- Assignment
The required answer is every line of the data containing the word "note".

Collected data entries
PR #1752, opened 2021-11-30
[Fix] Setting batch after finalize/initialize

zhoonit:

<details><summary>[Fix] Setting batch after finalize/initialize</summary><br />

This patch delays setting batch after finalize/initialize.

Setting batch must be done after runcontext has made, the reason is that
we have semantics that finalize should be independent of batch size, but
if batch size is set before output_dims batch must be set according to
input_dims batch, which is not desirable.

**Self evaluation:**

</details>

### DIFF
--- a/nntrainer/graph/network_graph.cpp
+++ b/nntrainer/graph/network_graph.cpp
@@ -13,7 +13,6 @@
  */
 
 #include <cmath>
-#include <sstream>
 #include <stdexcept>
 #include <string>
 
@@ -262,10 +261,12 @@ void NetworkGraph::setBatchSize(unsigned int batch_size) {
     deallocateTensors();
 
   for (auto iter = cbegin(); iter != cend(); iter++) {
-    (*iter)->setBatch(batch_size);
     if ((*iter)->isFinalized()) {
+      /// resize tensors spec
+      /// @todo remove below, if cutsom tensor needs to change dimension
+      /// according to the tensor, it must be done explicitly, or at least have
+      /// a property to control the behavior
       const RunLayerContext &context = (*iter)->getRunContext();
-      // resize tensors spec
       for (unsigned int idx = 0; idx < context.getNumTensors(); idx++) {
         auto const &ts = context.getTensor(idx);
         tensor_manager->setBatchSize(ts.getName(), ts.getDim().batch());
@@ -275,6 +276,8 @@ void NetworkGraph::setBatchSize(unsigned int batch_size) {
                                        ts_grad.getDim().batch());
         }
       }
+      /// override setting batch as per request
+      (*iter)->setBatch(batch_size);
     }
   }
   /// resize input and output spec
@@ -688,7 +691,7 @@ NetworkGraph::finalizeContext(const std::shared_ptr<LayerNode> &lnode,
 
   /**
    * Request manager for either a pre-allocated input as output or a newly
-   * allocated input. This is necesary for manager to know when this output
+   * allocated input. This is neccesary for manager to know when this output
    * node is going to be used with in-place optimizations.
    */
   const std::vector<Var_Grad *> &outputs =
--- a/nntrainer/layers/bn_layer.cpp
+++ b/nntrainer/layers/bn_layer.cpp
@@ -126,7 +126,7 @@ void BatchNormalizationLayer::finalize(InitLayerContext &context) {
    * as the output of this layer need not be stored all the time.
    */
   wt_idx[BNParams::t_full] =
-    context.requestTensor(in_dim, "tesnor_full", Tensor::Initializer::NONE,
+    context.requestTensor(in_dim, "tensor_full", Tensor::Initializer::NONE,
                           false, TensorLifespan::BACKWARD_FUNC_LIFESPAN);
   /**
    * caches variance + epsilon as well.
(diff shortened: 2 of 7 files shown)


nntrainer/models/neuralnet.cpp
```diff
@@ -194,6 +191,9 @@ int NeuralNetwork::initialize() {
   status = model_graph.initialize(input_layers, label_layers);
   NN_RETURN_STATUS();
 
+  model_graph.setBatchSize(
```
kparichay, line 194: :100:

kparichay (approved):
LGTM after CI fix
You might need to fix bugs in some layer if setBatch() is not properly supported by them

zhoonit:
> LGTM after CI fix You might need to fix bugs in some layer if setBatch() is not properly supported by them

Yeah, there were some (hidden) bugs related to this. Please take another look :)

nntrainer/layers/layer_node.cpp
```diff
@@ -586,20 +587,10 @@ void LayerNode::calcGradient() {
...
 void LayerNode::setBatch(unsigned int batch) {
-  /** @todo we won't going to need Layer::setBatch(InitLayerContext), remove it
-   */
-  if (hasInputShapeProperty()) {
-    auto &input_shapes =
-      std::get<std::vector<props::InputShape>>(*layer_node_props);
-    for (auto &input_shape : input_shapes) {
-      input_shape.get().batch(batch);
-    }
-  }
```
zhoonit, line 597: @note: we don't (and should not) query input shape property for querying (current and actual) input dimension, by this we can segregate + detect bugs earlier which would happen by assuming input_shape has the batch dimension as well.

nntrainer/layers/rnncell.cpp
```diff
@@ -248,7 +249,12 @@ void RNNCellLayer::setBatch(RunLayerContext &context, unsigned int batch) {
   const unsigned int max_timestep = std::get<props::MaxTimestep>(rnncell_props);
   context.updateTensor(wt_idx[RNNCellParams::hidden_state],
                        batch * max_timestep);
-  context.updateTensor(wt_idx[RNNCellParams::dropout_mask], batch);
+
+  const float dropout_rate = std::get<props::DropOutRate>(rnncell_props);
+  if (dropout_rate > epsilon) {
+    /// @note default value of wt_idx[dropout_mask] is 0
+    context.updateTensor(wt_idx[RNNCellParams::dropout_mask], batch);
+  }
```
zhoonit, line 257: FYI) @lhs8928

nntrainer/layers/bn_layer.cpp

--

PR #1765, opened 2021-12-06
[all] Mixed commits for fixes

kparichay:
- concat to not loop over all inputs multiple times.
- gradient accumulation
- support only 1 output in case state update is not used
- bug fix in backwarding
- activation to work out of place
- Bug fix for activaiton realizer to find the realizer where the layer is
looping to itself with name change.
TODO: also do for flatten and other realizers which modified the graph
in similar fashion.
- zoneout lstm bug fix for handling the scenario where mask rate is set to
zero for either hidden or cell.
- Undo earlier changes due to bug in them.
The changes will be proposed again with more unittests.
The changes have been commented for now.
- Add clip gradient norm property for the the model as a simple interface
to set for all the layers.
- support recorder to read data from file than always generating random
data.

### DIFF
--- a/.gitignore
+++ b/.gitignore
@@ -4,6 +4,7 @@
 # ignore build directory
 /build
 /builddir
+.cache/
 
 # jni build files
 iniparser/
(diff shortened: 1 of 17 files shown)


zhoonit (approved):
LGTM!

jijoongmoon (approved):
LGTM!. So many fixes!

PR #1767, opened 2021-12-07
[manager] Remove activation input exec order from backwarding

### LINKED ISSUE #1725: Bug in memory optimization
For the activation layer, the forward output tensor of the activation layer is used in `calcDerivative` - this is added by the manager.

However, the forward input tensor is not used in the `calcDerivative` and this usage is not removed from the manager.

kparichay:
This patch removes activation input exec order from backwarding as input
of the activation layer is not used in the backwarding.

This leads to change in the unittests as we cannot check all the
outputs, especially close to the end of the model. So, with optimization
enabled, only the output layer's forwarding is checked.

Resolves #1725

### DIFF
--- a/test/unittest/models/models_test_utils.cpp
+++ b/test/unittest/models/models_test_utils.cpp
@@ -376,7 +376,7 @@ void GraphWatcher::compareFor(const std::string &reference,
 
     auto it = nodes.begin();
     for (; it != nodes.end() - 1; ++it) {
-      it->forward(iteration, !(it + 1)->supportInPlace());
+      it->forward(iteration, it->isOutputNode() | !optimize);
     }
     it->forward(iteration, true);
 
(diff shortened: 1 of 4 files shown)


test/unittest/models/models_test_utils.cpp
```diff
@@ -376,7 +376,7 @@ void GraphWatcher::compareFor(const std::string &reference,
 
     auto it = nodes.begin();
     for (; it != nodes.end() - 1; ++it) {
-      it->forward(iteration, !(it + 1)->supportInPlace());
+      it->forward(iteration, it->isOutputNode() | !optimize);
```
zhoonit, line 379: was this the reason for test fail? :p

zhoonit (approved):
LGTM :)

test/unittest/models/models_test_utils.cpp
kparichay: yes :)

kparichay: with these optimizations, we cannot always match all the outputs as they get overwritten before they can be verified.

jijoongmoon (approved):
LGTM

- Expected answer
zhoonit, line 597: @note: we don't (and should not) query input shape property for querying (current and actual) input dimension, by this we can segregate + detect bugs earlier which would happen by assuming input_shape has the batch dimension as well.
+    /// @note default value of wt_idx[dropout_mask] is 0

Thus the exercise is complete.